Improve shellcode flexibility #1153

wtdcode · 2022-05-10T19:29:52Z

Checklist

Which kind of PR do you create?

This PR only contains minor fixes.
This PR contains major feature update.
This PR introduces a new function/api for Qiling Framework.

Coding convention?

The new code conforms to Qiling Framework naming convention.
The imports are arranged properly.
Essential comments are added.
The reference of the new code is pointed out.

Extra tests?

No extra tests are needed for this PR.
I have added enough tests for this PR.
Tests will be added after some discussion and review.

Changelog?

This PR doesn't need to update Changelog.
Changelog will be updated after some proper review.
Changelog has been updated in my PR.

Target branch?

The target branch is dev branch.

One last thing

I have read the contribution guide

This PR is based on my previous mem slicing PR #1151, which is also one of several phases to make Qiling a bit more pythonic and easy to use.
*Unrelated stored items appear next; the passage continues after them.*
PR #743, opened 2023-09-22
Fix pa11y tests on Windows

hippotastic:

- Changes to Starlight code

#### Description

- Fixes an issue that made it impossible to run accessibility tests on Windows. In the `docs` folder, neither `pnpm test` nor `pnpm pa11y` were working due to OS differences.
- To solve the differences, I enabled the `shell-emulator` flag in `.npmrc` and changed the `test` script to ensure it actually uses `pnpm` instead of its default `npm`.

### DIFF
--- a/.npmrc
+++ b/.npmrc
@@ -1,2 +1,3 @@
 prefer-workspace-packages=true
 link-workspace-packages=true
+shell-emulator=true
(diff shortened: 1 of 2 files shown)


delucis (approved):
Thank you @hippotastic! Super helpful — can always rely on you to uncover — AND FIX — these kinds of issues. Appreciate it 🙌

The motivation of this PR is that, the current implementation is rather not flexible for shellcode usage, e.g.

The shellcode must be specified during Qiling.__init__.
The shellcode can't be changed anymore, or many our internal functions would break like ql.run.

In general, the previous design assumes that only one shellcode is written and never changed and thus this PR improves flexibility.

I also removed qilingcode dirty hack, which is a very old bad design and I believe shouldn't exist anymore.

wtdcode · 2022-05-10T19:45:08Z

I'm also going to test against #1148 after it gets merged.

elicn · 2022-05-10T21:06:07Z

There are several things I don't understand about this PR:

Do we really need flexibility around loading the shellcode? Why not just set it as part of init as we do today?
As far as I see it there is always ql.argv or ql.code, but never both. Though I agree that the handling of "shellcode mode" vs. "loaded file mode" is a bit cumbersome, these changes seem to make that even more complicated with a additional checks. What am I missing?
Wouldn't asserting there is either ql.argv or ql.code (but not both) suffice? Once od them must exist; what is the meaning of else in:

if self.ql.code:
  # shellcode mode
elif len(self.ql.argv) == 0:
  # loaded file mode
else:
  # ??

wtdcode · 2022-05-10T21:10:07Z

There are several things I don't understand about this PR:

Do we really need flexibility around loading the shellcode? Why not just set it as part of init as we do today?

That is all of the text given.